## Data for analysis
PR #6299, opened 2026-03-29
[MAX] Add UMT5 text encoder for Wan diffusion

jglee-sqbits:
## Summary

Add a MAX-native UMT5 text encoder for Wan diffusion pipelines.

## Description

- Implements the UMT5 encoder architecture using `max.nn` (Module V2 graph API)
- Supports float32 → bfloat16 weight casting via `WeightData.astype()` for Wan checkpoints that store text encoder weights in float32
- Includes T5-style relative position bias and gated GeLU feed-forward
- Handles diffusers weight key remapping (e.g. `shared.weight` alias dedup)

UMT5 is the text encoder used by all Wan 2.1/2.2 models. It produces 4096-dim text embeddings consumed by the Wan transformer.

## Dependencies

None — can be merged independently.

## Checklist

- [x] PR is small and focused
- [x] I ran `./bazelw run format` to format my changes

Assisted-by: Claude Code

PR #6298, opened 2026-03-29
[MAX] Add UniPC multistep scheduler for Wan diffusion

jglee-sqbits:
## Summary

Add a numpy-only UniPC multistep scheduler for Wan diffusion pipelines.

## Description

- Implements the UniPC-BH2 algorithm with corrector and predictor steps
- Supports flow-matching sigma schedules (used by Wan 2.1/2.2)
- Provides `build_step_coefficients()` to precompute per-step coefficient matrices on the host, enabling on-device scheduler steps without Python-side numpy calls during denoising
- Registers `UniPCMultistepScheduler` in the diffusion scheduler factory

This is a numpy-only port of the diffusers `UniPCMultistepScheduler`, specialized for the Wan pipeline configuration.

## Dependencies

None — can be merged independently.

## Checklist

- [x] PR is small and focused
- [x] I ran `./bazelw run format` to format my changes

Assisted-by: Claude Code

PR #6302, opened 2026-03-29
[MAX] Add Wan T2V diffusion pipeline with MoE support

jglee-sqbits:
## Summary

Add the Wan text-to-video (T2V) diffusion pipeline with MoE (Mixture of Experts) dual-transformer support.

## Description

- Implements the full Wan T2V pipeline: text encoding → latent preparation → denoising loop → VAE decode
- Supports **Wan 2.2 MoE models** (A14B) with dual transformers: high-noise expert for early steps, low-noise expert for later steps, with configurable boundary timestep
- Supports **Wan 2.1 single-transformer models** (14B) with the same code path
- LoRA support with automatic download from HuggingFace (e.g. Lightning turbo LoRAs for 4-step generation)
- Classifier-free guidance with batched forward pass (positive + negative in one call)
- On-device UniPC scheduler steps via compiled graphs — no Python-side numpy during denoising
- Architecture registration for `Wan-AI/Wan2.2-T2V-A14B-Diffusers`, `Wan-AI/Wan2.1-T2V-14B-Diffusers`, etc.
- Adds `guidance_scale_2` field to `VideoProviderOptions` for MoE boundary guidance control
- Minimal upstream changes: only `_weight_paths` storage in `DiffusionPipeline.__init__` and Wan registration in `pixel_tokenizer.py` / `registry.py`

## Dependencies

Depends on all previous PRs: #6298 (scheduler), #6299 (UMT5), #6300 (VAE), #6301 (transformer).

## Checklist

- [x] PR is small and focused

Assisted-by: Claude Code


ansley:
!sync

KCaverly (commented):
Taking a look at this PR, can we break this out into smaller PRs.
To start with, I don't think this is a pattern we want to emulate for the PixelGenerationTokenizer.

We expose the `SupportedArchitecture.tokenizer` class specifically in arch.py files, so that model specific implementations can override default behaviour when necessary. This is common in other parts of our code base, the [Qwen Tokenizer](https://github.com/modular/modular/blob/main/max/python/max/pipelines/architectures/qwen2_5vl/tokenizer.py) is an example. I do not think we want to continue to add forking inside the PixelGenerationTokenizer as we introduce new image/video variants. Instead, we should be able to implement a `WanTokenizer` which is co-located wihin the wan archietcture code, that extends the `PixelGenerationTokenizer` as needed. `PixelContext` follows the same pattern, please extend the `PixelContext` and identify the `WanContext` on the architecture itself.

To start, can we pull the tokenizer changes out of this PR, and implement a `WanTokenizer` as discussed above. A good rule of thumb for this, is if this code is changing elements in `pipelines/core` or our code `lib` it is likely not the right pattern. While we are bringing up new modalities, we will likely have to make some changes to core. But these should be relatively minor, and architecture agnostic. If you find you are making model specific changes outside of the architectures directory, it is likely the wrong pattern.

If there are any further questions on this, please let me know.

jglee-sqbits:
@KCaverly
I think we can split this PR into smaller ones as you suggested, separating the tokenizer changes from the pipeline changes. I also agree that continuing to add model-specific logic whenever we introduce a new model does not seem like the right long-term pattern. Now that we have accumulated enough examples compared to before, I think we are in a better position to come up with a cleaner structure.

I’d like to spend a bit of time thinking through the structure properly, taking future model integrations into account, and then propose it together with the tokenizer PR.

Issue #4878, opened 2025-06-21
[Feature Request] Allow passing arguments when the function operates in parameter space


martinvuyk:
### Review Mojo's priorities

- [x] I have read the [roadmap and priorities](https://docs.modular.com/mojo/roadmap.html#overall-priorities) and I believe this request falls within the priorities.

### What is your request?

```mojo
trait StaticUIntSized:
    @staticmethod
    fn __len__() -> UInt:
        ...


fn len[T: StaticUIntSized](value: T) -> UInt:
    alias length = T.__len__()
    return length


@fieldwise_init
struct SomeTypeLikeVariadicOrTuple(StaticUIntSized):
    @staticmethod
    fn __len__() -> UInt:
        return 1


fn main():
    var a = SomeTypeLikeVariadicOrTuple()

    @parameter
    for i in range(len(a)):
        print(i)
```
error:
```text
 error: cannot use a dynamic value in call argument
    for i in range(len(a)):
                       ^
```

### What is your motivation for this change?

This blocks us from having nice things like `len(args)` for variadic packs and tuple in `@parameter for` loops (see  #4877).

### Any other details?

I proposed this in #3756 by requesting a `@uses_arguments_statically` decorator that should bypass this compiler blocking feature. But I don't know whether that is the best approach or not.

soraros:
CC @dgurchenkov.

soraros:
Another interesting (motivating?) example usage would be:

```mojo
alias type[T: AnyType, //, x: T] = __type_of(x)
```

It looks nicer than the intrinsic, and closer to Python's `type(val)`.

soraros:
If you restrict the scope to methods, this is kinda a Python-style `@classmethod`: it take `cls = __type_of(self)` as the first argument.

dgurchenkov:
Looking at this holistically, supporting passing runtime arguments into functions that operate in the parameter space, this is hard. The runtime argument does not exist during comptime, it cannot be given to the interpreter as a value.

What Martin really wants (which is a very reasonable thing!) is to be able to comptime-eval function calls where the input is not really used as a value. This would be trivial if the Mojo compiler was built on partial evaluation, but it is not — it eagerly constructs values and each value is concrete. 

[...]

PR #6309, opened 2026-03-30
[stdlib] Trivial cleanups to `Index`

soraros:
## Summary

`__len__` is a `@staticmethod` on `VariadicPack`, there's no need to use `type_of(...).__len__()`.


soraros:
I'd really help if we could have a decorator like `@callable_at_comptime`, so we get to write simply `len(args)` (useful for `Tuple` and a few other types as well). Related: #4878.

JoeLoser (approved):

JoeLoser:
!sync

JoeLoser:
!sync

## Instructions to follow
The last part of the records is the answer, beginning at the line that holds "[stdlib] Trivial cleanups" and including the final line, repeated exactly.

## Answer to this exercise
[stdlib] Trivial cleanups to `Index`

soraros:
## Summary

`__len__` is a `@staticmethod` on `VariadicPack`, there's no need to use `type_of(...).__len__()`.


soraros:
I'd really help if we could have a decorator like `@callable_at_comptime`, so we get to write simply `len(args)` (useful for `Tuple` and a few other types as well). Related: #4878.

JoeLoser (approved):

JoeLoser:
!sync

JoeLoser:
!sync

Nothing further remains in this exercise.